Stored data:
PR #114, opened 2016-09-11
add create_dirs kwarg to JSONStorage

Ofekmeister:
Setting create_dirs=True in `__init__` will create the necessary parent directories to ensure db file will be created. This will further lessen what the user has to worry about.

### DIFF
--- a/tests/test_storages.py
+++ b/tests/test_storages.py
@@ -1,4 +1,6 @@
+import os
 import random
+import tempfile
 
 import pytest
 
@@ -69,6 +71,29 @@ def test_json_readwrite(tmpdir):
 
     db.remove(where('name') == 'A short one')
     assert get('A short one') is None
+
+
+def test_create_dirs():
+    temp_dir = tempfile.gettempdir()
+    db_dir = ''
+    db_file = ''
+
+    while True:
+        dname = os.path.join(temp_dir, str(random.getrandbits(20)))
+        if not os.path.exists(dname):
+            db_dir = dname
+            db_file = os.path.join(db_dir, 'db.json')
+            break
+
+    db_conn = JSONStorage(db_file, create_dirs=True)
+    db_conn.close()
+
+    db_exists = os.path.exists(db_file)
+
+    os.remove(db_file)
+    os.rmdir(db_dir)
+
+    assert db_exists
 
 
 def test_json_invalid_directory():
--- a/tinydb/storages.py
+++ b/tinydb/storages.py
@@ -15,7 +15,11 @@ except ImportError:
     import json
 
 
-def touch(fname, times=None):
+def touch(fname, times=None, create_dirs=False):
+    if create_dirs:
+        base_dir = os.path.dirname(fname)
+        if not os.path.exists(base_dir):
+            os.makedirs(base_dir)
     with open(fname, 'a'):
         os.utime(fname, times)
 
@@ -70,7 +74,7 @@ class JSONStorage(Storage):
     Store the data in a JSON file.
     """
 
-    def __init__(self, path, **kwargs):
+    def __init__(self, path, create_dirs=False, **kwargs):
         """
         Create a new instance.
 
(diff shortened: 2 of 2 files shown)


Ofekmeister:
@msiemens Python 3.2 is weird and and py.test is errorring.

eugene-eeo:
2 solutions I can think of:

 - pin to a specific version of `pytest`. Earlier the tests were not breaking on Python 3.2. travis already has `pytest` installed, so we probably need to remove [this line](https://github.com/msiemens/tinydb/blob/master/.travis.yml#L13) to see if travis installs a working pytest for us on 3.2.
 - drop 3.2 support altogether. It is more restrictive than 2.7 in terms of syntax (I think `b""` and `u""` is disallowed) and is the reason why we have to force ourselves to write strange, lowest denominator code.

Ofekmeister:
@eugene-eeo Thanks for the feedback!

Should the database handle intermediate directory creation? Perhaps not, but it would be a useful option. Consider the main use case for a local db: an app storing data in a designated place, usually cross-platform.

```python
# an_app/db.py

import os
from appdirs import AppDirs

DATA_DIR = AppDirs('app_name').user_data_dir
DB_FILE = os.path.join(DATA_DIR, 'db_name.db')

# You will see this idiom in every program using a local datastore
if not os.path.exists(DATA_DIR):
    os.makedirs(DATA_DIR)
```

tests/test_storages.py
```diff
@@ -71,6 +73,29 @@ def test_json_readwrite(tmpdir):
     assert get('A short one') is None
 
 
+def test_create_dirs():
+    temp_dir = tempfile.gettempdir()
+    db_dir = ''
+    db_file = ''
+
+    while True:
```
msiemens: I don't feel good about this loop. Couldn't this make tests hang for some edge cases? I'd propose using pytest's [tmpdir](http://doc.pytest.org/en/latest/tmpdir.html) that's also used in other tests (e.g. [test_storages.py#L49](https://github.com/msiemens/tinydb/blob/873a82e0b0ed71e6f2dcd3332e26960e95622675/tests/test_storages.py#L49)).

msiemens:
> Should it really be the job of the database module to handle intermediate mkdirs?

Well, the way it's implemented it's the job of the storage which that seams reasonable to me. I don't have a strong opinion for/against a change like this but still think it's a useful addition.

msiemens:
re Python 3.2: We don't support Python 3.0/3.1 either so I think it's fine to drop 3.2 too considering its usage is less than 1% (see pytest-dev/pytest#1627 for source + similar reasoning)

tests/test_storages.py
Ofekmeister: @msiemens It will never hang. The loop just generates a temporary directory with the assurance that it does not already exist.

msiemens: Using pytest's tmpdir would allow us to not have to retry directory creation. Anyways, it's not a big deal really.

Ofekmeister:
Would you like me to drop 3.2 in this PR?

msiemens:
I'll do that in a later commit. @eugene-eeo I suppose you're fine with dropping Python 3.2?

eugene-eeo:
@msiemens definitely. Python 3.2 for me is something that is 'midway' between 2 and 3. It doesn't have all the nice features of 3 but is also significantly different from 2.6+.

tests/test_storages.py
eugene-eeo: It probably will not hang. If you however used something like `getrandbytes` it may cause issues with valid path characters and such. Also you don't have to include the clean up though, I believe tmpdirs are [cleaned up automatically anyways](http://doc.pytest.org/en/latest/tmpdir.html#the-default-base-temporary-directory).

msiemens:
@eugene-eeo I'm a little confused, how does creating directories lead to corrupting user data?

eugene-eeo:
@msiemens sorry, I have phrased it badly. It wouldn't be corruption but more of storing (and reading) incorrect data as it masks errors from invalid paths.

Ofekmeister:
@eugene-eeo Can you please give an example?

eugene-eeo:
@Ofekmeister @msiemens now that I've thought about it, it's not really an issue and I've confused myself, sorry. As it stands I'm ok with creating intermediate directories, as long as it is an _explicit_ option.

msiemens:
Merged! Thanks everyone! I'll try to get a new release out sometime soon (this week or the next one)

PR #115, opened 2016-09-27
use predefined constant instand of magic number

yan97ao:


msiemens:
Merged, thank you! :)

PR #127, opened 2017-03-22
Update import from 'where' to 'Query'

eyalev:
'where' doesn't seems to be used in the following code, as opposed to 'Query'.


msiemens:
Nice catch, thank you!

PR #129, opened 2017-03-29
Proofread and correction of extend.rst

dutchovenbread:
I heard the Markus Siemens interview on the Talk Python podcast. He stated that he would like some editing of the documents for native-English correction. Most of these edits observe that "storage" and "middleware" are both non-count nouns in English (other non-count nouns are "data", "money," "weather", etc. Therefore, a native English speaker would never say, "a storage", "storages", "a middleware", or "middlewares". If you want to keep these terms in your documentation, they sound like neologisms. Unique, new, but not terrible. Not common usage.

Also, this is my first pull request, so I don't really know what happens with each button press here in GitHub. I am not sure that when I press "propose file change" if I will be able to modify the other files in the documentation under the same change. I will work on that tomorrow. Thanks for your understanding. If this modification is not what you had in mind, please comment as such.

### DIFF
--- a/docs/extend.rst
+++ b/docs/extend.rst
@@ -3,17 +3,17 @@ How to Extend TinyDB
 
 There are three main ways to extend TinyDB and modify its behaviour:
 
-1. custom storages,
-2. middlewares, and finally
+1. custom storage,
+2. custom middleware, and
 3. custom table classes.
 
 Let's look at them in this order.
 
-Write a Custom Storage
+Write Custom Storage
 ----------------------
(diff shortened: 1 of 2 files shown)


msiemens:
Hey @dutchovenbread, thanks for the Pull Request! I didn't even consider that these terms might be uncountable so thanks for pointing that out :)

> Also, this is my first pull request, so I don't really know what happens with each button press here in GitHub.

No worries, that's a perfect first pull request!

* Problem:
Copy out the entries. Change nothing.

* Your response:
PR #114, opened 2016-09-11
add create_dirs kwarg to JSONStorage

Ofekmeister:
Setting create_dirs=True in `__init__` will create the necessary parent directories to ensure db file will be created. This will further lessen what the user has to worry about.

### DIFF
--- a/tests/test_storages.py
+++ b/tests/test_storages.py
@@ -1,4 +1,6 @@
+import os
 import random
+import tempfile
 
 import pytest
 
@@ -69,6 +71,29 @@ def test_json_readwrite(tmpdir):
 
     db.remove(where('name') == 'A short one')
     assert get('A short one') is None
+
+
+def test_create_dirs():
+    temp_dir = tempfile.gettempdir()
+    db_dir = ''
+    db_file = ''
+
+    while True:
+        dname = os.path.join(temp_dir, str(random.getrandbits(20)))
+        if not os.path.exists(dname):
+            db_dir = dname
+            db_file = os.path.join(db_dir, 'db.json')
+            break
+
+    db_conn = JSONStorage(db_file, create_dirs=True)
+    db_conn.close()
+
+    db_exists = os.path.exists(db_file)
+
+    os.remove(db_file)
+    os.rmdir(db_dir)
+
+    assert db_exists
 
 
 def test_json_invalid_directory():
--- a/tinydb/storages.py
+++ b/tinydb/storages.py
@@ -15,7 +15,11 @@ except ImportError:
     import json
 
 
-def touch(fname, times=None):
+def touch(fname, times=None, create_dirs=False):
+    if create_dirs:
+        base_dir = os.path.dirname(fname)
+        if not os.path.exists(base_dir):
+            os.makedirs(base_dir)
     with open(fname, 'a'):
         os.utime(fname, times)
 
@@ -70,7 +74,7 @@ class JSONStorage(Storage):
     Store the data in a JSON file.
     """
 
-    def __init__(self, path, **kwargs):
+    def __init__(self, path, create_dirs=False, **kwargs):
         """
         Create a new instance.
 
(diff shortened: 2 of 2 files shown)


Ofekmeister:
@msiemens Python 3.2 is weird and and py.test is errorring.

eugene-eeo:
2 solutions I can think of:

 - pin to a specific version of `pytest`. Earlier the tests were not breaking on Python 3.2. travis already has `pytest` installed, so we probably need to remove [this line](https://github.com/msiemens/tinydb/blob/master/.travis.yml#L13) to see if travis installs a working pytest for us on 3.2.
 - drop 3.2 support altogether. It is more restrictive than 2.7 in terms of syntax (I think `b""` and `u""` is disallowed) and is the reason why we have to force ourselves to write strange, lowest denominator code.

Ofekmeister:
@eugene-eeo Thanks for the feedback!

Should the database handle intermediate directory creation? Perhaps not, but it would be a useful option. Consider the main use case for a local db: an app storing data in a designated place, usually cross-platform.

```python
# an_app/db.py

import os
from appdirs import AppDirs

DATA_DIR = AppDirs('app_name').user_data_dir
DB_FILE = os.path.join(DATA_DIR, 'db_name.db')

# You will see this idiom in every program using a local datastore
if not os.path.exists(DATA_DIR):
    os.makedirs(DATA_DIR)
```

tests/test_storages.py
```diff
@@ -71,6 +73,29 @@ def test_json_readwrite(tmpdir):
     assert get('A short one') is None
 
 
+def test_create_dirs():
+    temp_dir = tempfile.gettempdir()
+    db_dir = ''
+    db_file = ''
+
+    while True:
```
msiemens: I don't feel good about this loop. Couldn't this make tests hang for some edge cases? I'd propose using pytest's [tmpdir](http://doc.pytest.org/en/latest/tmpdir.html) that's also used in other tests (e.g. [test_storages.py#L49](https://github.com/msiemens/tinydb/blob/873a82e0b0ed71e6f2dcd3332e26960e95622675/tests/test_storages.py#L49)).

msiemens:
> Should it really be the job of the database module to handle intermediate mkdirs?

Well, the way it's implemented it's the job of the storage which that seams reasonable to me. I don't have a strong opinion for/against a change like this but still think it's a useful addition.

msiemens:
re Python 3.2: We don't support Python 3.0/3.1 either so I think it's fine to drop 3.2 too considering its usage is less than 1% (see pytest-dev/pytest#1627 for source + similar reasoning)

tests/test_storages.py
Ofekmeister: @msiemens It will never hang. The loop just generates a temporary directory with the assurance that it does not already exist.

msiemens: Using pytest's tmpdir would allow us to not have to retry directory creation. Anyways, it's not a big deal really.

Ofekmeister:
Would you like me to drop 3.2 in this PR?

msiemens:
I'll do that in a later commit. @eugene-eeo I suppose you're fine with dropping Python 3.2?

eugene-eeo:
@msiemens definitely. Python 3.2 for me is something that is 'midway' between 2 and 3. It doesn't have all the nice features of 3 but is also significantly different from 2.6+.

tests/test_storages.py
eugene-eeo: It probably will not hang. If you however used something like `getrandbytes` it may cause issues with valid path characters and such. Also you don't have to include the clean up though, I believe tmpdirs are [cleaned up automatically anyways](http://doc.pytest.org/en/latest/tmpdir.html#the-default-base-temporary-directory).

msiemens:
@eugene-eeo I'm a little confused, how does creating directories lead to corrupting user data?

eugene-eeo:
@msiemens sorry, I have phrased it badly. It wouldn't be corruption but more of storing (and reading) incorrect data as it masks errors from invalid paths.

Ofekmeister:
@eugene-eeo Can you please give an example?

eugene-eeo:
@Ofekmeister @msiemens now that I've thought about it, it's not really an issue and I've confused myself, sorry. As it stands I'm ok with creating intermediate directories, as long as it is an _explicit_ option.

msiemens:
Merged! Thanks everyone! I'll try to get a new release out sometime soon (this week or the next one)

PR #115, opened 2016-09-27
use predefined constant instand of magic number

yan97ao:


msiemens:
Merged, thank you! :)

PR #127, opened 2017-03-22
Update import from 'where' to 'Query'

eyalev:
'where' doesn't seems to be used in the following code, as opposed to 'Query'.


msiemens:
Nice catch, thank you!

PR #129, opened 2017-03-29
Proofread and correction of extend.rst

dutchovenbread:
I heard the Markus Siemens interview on the Talk Python podcast. He stated that he would like some editing of the documents for native-English correction. Most of these edits observe that "storage" and "middleware" are both non-count nouns in English (other non-count nouns are "data", "money," "weather", etc. Therefore, a native English speaker would never say, "a storage", "storages", "a middleware", or "middlewares". If you want to keep these terms in your documentation, they sound like neologisms. Unique, new, but not terrible. Not common usage.

Also, this is my first pull request, so I don't really know what happens with each button press here in GitHub. I am not sure that when I press "propose file change" if I will be able to modify the other files in the documentation under the same change. I will work on that tomorrow. Thanks for your understanding. If this modification is not what you had in mind, please comment as such.

### DIFF
--- a/docs/extend.rst
+++ b/docs/extend.rst
@@ -3,17 +3,17 @@ How to Extend TinyDB
 
 There are three main ways to extend TinyDB and modify its behaviour:
 
-1. custom storages,
-2. middlewares, and finally
+1. custom storage,
+2. custom middleware, and
 3. custom table classes.
 
 Let's look at them in this order.
 
-Write a Custom Storage
+Write Custom Storage
 ----------------------
(diff shortened: 1 of 2 files shown)


msiemens:
Hey @dutchovenbread, thanks for the Pull Request! I didn't even consider that these terms might be uncountable so thanks for pointing that out :)

> Also, this is my first pull request, so I don't really know what happens with each button press here in GitHub.

No worries, that's a perfect first pull request!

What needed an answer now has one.